Hellblade 2 ma być doświadczeniem kinowym, bez trybów graficznych. Twórcy stawiają na oszałamiającą grafikę w 30 klatkach na sekundę.
Hellblade 2, to bez wątpienia jedna z najlepiej zapowiadających się ekskluzywnych gier na konsolach Xbox Series X|S w tym roku. Ninja Theory stawia wszystkie siły na jak najlepszą oprawę graficzną z wykorzystaniem Unreal Engine 5. Będzie miało to jednak swoje konsekwencje. Zarówno na konsolach Xbox Series X, jak i Series S tytuł będzie zablokowany w 30 klatkach na sekundę. Informację tę potwierdził niemiecki portal GamePro.
Gra na konsoli działa tylko w 30 klatkach na sekundę w dynamicznej rozdzielczości. Nie ma trybów graficznych, jednak liczbę FPS-ów można zwiększyć, tylko grając na komputerze. Twórca efektów wizualnych z Ninja Theory powiedział GamePro, że ma to zapewnić „kinowe” wrażenia. Zobacz nową prezentację rozgrywki od portalu IGN.
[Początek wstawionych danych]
PR #618, opened 2022-06-30
Fix indentation in baselines2/cql-keyvalue2.yaml for schema-astra block

hemidactylus:
Workload file cql-keyvalue2.yaml had an indentation too much for the block "schema-astra". That made the "block" not be treated like a block, so for instance a command such as `nb5 cql-keyvalue2 astra [...]` would fail immediately with error
```
javax.script.ScriptException: io.nosqlbench.nb.api.errors.BasicError: There were no active statements with tag filter 'block:schema-astra', since all 7 were filtered out.
```

Reducing the indentation of the block bringing it on par with the other blocks fixed the issue.


jshook:
Thanks!

PR #698, opened 2022-08-12
Set base to 17-jdk so this image can run on arm64

weideng1:
This allows nosqlbench docker image to run natively on Apple M1 and other ARM Linux environment


weideng1:
I noticed that the new base image is 30MB larger (227MB vs. 197MB previously) for linux/amd64, but I think it's a worthwhile change so that NB as a performance tool can run most efficiently in ARM64 environments without relying on a CPU emulator (which will slow things down significantly).

PR #707, opened 2022-08-24
some soft links

phact:


jshook (approved):
I am approving this provisionally to work around current issues in the caller, BUT we need to wind this back once we fix the calling system.

PR #779, opened 2022-11-14
Shutdown hooks

jshook:
This is to unblock an important resource leak fix for driver adapters. Specifically it uses the internal Shutdownable decorator interface to enable auto-shutdown of resources. This will unblock a change needed for the Pulsar adapter.


adapter-cqld4/src/main/java/io/nosqlbench/adapter/cqld4/Cqld4Space.java
```diff
@@ -299,4 +300,8 @@ public static NBConfigModel getConfigModel() {
 
     }
 
+    @Override
+    public void shutdown() {
+        this.getSession().close();
```
jeffbanks, line 305: Should we consider logging an error or warn level message here?  I believe this implements auto-closeable but throws an exception.

nbr-examples/src/test/resources/scripts/examples/extension_histostatslogger.js
```diff
@@ -18,16 +18,14 @@ activitydef = {
     "alias" : "testhistostatslogger",
     "driver" : "diag",
     "cycles" : "50000",
-    "threads" : "20",
-    "interval" : "2000",
-    "targetrate" : "10000.0",
+    "threads" : "5",
```
jeffbanks, line 21: Looks like this one snuck in this PR, but makes sense as we wanted this anyway.

adapters-api/src/main/java/io/nosqlbench/engine/api/activityimpl/uniform/DriverSpaceCache.java
```diff
@@ -64,4 +66,8 @@ public S get(String name) {
         return cache.computeIfAbsent(name, newSpaceFunction);
     }
 
+    public Map<String,S> getElements() {
+        return Collections.unmodifiableMap(cache);
```
jeffbanks, line 70: I like the unmodifiable usage.

jeffbanks (approved):
LGTM overall, just one comment for consideration.

adapter-cqld4/src/main/java/io/nosqlbench/adapter/cqld4/Cqld4Space.java
jshook: As in, wrap any exceptions from `.close()` and throw an error there? We're not using try-with-resources here, so I don't know if auto-closeable can help much.

jshook: But I do agree that the code is not defensive enough without an exception handler.

jeffbanks: Right, I was referring to the usage of the session instance itself and if `null` don't attempt to close, while wrapping the close() w/ try/catch to ensure we log out that it couldn't shutdown fully for some reason.

The session implements `AsyncAutoCloseable` so I was thinking about how the lifecyle may have been somewhat controlled prior to the `shutdown` call on this Space instance, but we never really know how that is used.  😄

jshook: I'm reworking this code to re-use auto-closeable at the space level. Also adding integrated tests to ensure that errors are propagated correctly. After some reflection, I think we should not do anything special for errors here as we already have a configurable error handler for such.

jshook: A nasty side-effect of using auto-closable is that developers are warned about not using try-with-resources. Switching this back to Shutdownable.

jshook: ... except that this ^ only affects the core code, and so not a problem for devs. The latest changes use AutoCloseable and also keep the adapter generally stateless except for the spaces, so close() is not called through the adapter, but directly on the spaces visible to the activity. Added tests to provide coverage as well.

phact (approved):

PR #781, opened 2022-11-15
Sporadic test failures w/ gh actions

jeffbanks:
The source of at least one issue has been identified as a race condition between a single-threaded activity with an exception, and the owning type which manages the executor for it. In effect, the exception on the thread causes it to stop, which allows the active wait on executor service shutdown to continue. The following logic in that code path looks at a signal variable to see if the service was stopped exceptionally or normally. When the thread is stopped, the exception handler is then in a race to update the error variable via callback before the activity shutdown logic completes.

The impact of this will be low in practice, only possible when there is a single-threaded exception. However, the result will manifest as a false-positive in the affirmative, meaning that some tests may appear to work when in fact an exception occurred and the scenario logic was not aware of it and signaled zero exit status.

The stability fix for now is to increase the thread count to 2 for the integration tests, as this keeps the thread pool busy long enough for explicit shutdown logic happen-after the callback mechanism. A better fix needs to be implemented, and I'll add details for this in a separate ticket.


jshook (approved):
pushing this through now since log files are being generated

engine-cli/src/main/java/io/nosqlbench/engine/cli/NBCLI.java
```diff
@@ -467,13 +468,13 @@ public Integer applyDirect(String[] args) {
...
         executor.execute(scenario);
 
-        while (true) {
-            Optional<ScenarioResult> pendingResult = executor.getPendingResult(scenario.getScenarioName());
-            if (pendingResult.isPresent()) {
-                break;
-            }
-            LockSupport.parkNanos(100000000L);
-        }
+//        while (true) {
```
jeffbanks, line 471: Did you want this to remain in place?

engine-core/src/main/java/io/nosqlbench/engine/core/lifecycle/ScenarioResult.java
```diff
@@ -170,8 +156,7 @@ public void reportCountsTo(PrintStream printStream) {
                 }
             } else if (v instanceof Gauge) {
                 Object value = ((Gauge) v).getValue();
-                if (value != null && value instanceof Number) {
-                    Number n = (Number) value;
+                if (value != null && value instanceof Number n) {
```
jeffbanks, line 159: You can remove the null check on this one.

nbr/src/test/java/io/nosqlbench/cli/testing/ExitStatusIntegrationTests.java
```diff
@@ -78,7 +78,7 @@ void testExitStatusOnActivityOpException() {
         invoker.setLogDir("logs/test");
         ProcessResult result = invoker.run("exitstatus_asyncstoprequest", 30,
                 "java", "-jar", JARNAME, "--logs-dir", "logs/test/asyncstop", "--logs-level", "debug", "run",
-                "driver=diag", "cyclerate=10", "op=erroroncycle:erroroncycle=10", "cycles=500", "-vvv"
+                "driver=diag", "threads=2", "cyclerate=10", "op=erroroncycle:erroroncycle=10", "cycles=500", "-vvv"
```
jeffbanks, line 81: Not sure if still relevant but we had this one: `testExitStatusOnActivityThreadException` that was in the older version that would potentially need this threads=2 inclusion.  You may have decided this test was sufficient.  I think the only different was that one threw an unexpected exception instead of using a stop request.  

An `exitstatus_threadexception` I believe.

jeffbanks (commented):
Looks good overall!  I added a few suggestions for consideration.

engine-cli/src/main/java/io/nosqlbench/engine/cli/NBCLI.java
jshook: No, this was hackish.

engine-core/src/main/java/io/nosqlbench/engine/core/lifecycle/ScenarioResult.java
jshook: done and pushed

nbr/src/test/java/io/nosqlbench/cli/testing/ExitStatusIntegrationTests.java
jshook: I'll keep an eye on it and apply a work-around if needed. My first inclination is to solve the race condition.

PR #829, opened 2022-12-07
Add timeseries test for Docs API

kijanowski:
Goal is to have the same workload (timeseries) across all Stargate APIs (rest, docs, graphql) to make comparisons more direct


jshook (approved):
looks good to me

PR #844, opened 2022-12-12
nosqlbench-843-cqlgen-mv

jshook:


adapter-cqld4/src/main/java/io/nosqlbench/cqlgen/model/CqlModelBuilder.java
```diff
@@ -175,7 +175,11 @@ public void exitOrderDirection(CqlParser.OrderDirectionContext ctx) {
 
     @Override
     public void exitTableOptionItem(CqlParser.TableOptionItemContext ctx) {
-        table.setCompactStorage(ctx.kwCompactStorage() != null);
+        if (table!=null) {
```
jeffbanks, line 178: This looks good, just on line:34, while looking at this `table` reference there was a builder url misspelling, it may be a known thing, but part of a reference so thought I would bring it up.

jeffbanks (approved):
LGTM overall for preventing table ref. NPEs when MVs are involved.

PR #847, opened 2022-12-13
Add NB5 Kafka driver

yabinmeng:
1) Producer with sync and async message send ack.

2) Consumer with 
- auto.commit
- manual commit with specified message receiving batch
- sync and async message recv ack/commit
- 
3) TBD - transaction support is mostly in place but still has some issues.


jshook (approved):
Looks pretty good so far. Merging for further UAT.

eolivelli (commented):
nice work!

PR #1034, opened 2026-04-10
feat(evals): add mcpchecker diff to compare PR results against baseline

nader-ziada:
- Compare evaluation results from PR runs against the latest saved baseline on main using `mcpchecker diff --output markdown` The diff is included in the PR comment via a collapsible details section. 
- A make diff-evals target is also added for local use.

### DIFF
--- a/.github/workflows/mcpchecker.yaml
+++ b/.github/workflows/mcpchecker.yaml
@@ -223,6 +223,44 @@ jobs:
           make stop-server || true
           make kind-delete-cluster KIND_CLUSTER_NAME=${{ env.KIND_CLUSTER_NAME }} || true
 
+      # Compare PR results against baseline from main branch
+      - name: Fetch baseline results from main
+        if: needs.check-trigger.outputs.is-pr == 'true'
+        env:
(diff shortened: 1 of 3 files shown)


.github/workflows/mcpchecker.yaml
```diff
@@ -223,6 +223,44 @@ jobs:
...
+            echo "No baseline results found on main branch, skipping diff"
+            echo "has-diff=false" >> $GITHUB_OUTPUT
+            exit 0
+          fi
+
+          make mcpchecker
+          MCPCHECKER=$(pwd)/_output/tools/bin/mcpchecker
+
+          mkdir -p eval-context
+          if $MCPCHECKER diff --base /tmp/baseline-results.json --current "$RESULTS_FILE" --output markdown > eval-context/diff-output.txt 2>&1; then
```
Cali0707: @nader-ziada do we want to capture stderr here into the output?

nader-ziada: good catch, done

matzew (approved):
LGTM

PR #1040, opened 2026-04-13
test(config): tool override tests are compatible with downstream changes

Cali0707:
With the tests for the tool overrides, we run into issues on any downstream forks if you actually apply any default overrides to tool descriptions.

This PR aims to keep the spirit of the test cases intact while updating the assertions to compare against whatever the default is, rather than against exact values


matzew (approved):
LGTM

Z jednej strony można się z tym zgodzić, gdyż podobnie jak w pierwszej części możemy liczyć na powolną i wymagającą rozgrywkę, w której niższa liczba FPS-ów nie powinna stanowić problemu. Z drugiej strony nawet powolna, ale wymagająca walka zdecydowanie płynniejsza byłaby w 60 klatkach na sekundę.
Senua’s Saga: Hellblade 2. To kontynuacja Hellblade: Senua’s Sacrifice z 2017, który ma nas zachwycić mechaniką, grafiką i ogólnie – wszystkim. W drugiej części gry Senua powraca w pełnej brutalności podróży przez świat mitów i udręki islandzkich wikingów. Zamierzając uratować tych, którzy padli ofiarą okrucieństw tyranii, staje do walki z ciemnością w sobie i wokół siebie.




Premiera już 21 maja na konsolach Xbox Series X|S. Tytuł od razu pojawi się też w usłudze Xbox Game Pass. Studio Ninja Theory poinformowało, że gra będzie dostępna wyłącznie cyfrowo w cenie 49,99 USD. Długość rozgrywki będzie podobna do pierwszego Hellblade.